**What is required:** Could you copy every entry exactly, with nothing changed?
** Opening Data supplied block **
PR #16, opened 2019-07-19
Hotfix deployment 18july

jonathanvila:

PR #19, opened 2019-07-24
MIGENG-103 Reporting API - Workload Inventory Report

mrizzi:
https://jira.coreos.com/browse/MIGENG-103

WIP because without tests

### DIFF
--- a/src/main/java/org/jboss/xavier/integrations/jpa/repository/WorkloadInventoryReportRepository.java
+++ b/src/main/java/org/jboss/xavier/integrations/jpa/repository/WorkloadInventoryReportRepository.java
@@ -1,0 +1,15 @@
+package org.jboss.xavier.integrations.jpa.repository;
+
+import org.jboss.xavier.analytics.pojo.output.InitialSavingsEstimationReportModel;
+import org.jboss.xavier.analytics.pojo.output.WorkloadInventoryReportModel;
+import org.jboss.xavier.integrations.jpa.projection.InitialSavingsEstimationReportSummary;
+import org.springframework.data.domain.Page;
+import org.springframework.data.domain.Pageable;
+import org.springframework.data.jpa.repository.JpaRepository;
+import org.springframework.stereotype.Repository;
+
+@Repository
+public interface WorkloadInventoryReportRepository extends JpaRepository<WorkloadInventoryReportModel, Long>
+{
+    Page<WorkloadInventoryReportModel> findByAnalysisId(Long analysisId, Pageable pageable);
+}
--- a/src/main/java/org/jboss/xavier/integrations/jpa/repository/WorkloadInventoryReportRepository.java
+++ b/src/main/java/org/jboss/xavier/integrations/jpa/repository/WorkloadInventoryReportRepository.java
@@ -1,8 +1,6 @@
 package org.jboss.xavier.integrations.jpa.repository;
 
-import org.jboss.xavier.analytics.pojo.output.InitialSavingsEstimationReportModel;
** Closing Data supplied block **
**Answer area:**
PR #16, opened 2019-07-19
Hotfix deployment 18july

jonathanvila:

PR #19, opened 2019-07-24
MIGENG-103 Reporting API - Workload Inventory Report

mrizzi:
https://jira.coreos.com/browse/MIGENG-103

WIP because without tests

### DIFF
--- a/src/main/java/org/jboss/xavier/integrations/jpa/repository/WorkloadInventoryReportRepository.java
+++ b/src/main/java/org/jboss/xavier/integrations/jpa/repository/WorkloadInventoryReportRepository.java
@@ -1,0 +1,15 @@
+package org.jboss.xavier.integrations.jpa.repository;
+
+import org.jboss.xavier.analytics.pojo.output.InitialSavingsEstimationReportModel;
+import org.jboss.xavier.analytics.pojo.output.WorkloadInventoryReportModel;
+import org.jboss.xavier.integrations.jpa.projection.InitialSavingsEstimationReportSummary;
+import org.springframework.data.domain.Page;
+import org.springframework.data.domain.Pageable;
+import org.springframework.data.jpa.repository.JpaRepository;
+import org.springframework.stereotype.Repository;
+
+@Repository
+public interface WorkloadInventoryReportRepository extends JpaRepository<WorkloadInventoryReportModel, Long>
+{
+    Page<WorkloadInventoryReportModel> findByAnalysisId(Long analysisId, Pageable pageable);
+}
--- a/src/main/java/org/jboss/xavier/integrations/jpa/repository/WorkloadInventoryReportRepository.java
+++ b/src/main/java/org/jboss/xavier/integrations/jpa/repository/WorkloadInventoryReportRepository.java
@@ -1,8 +1,6 @@
 package org.jboss.xavier.integrations.jpa.repository;
 
-import org.jboss.xavier.analytics.pojo.output.InitialSavingsEstimationReportModel;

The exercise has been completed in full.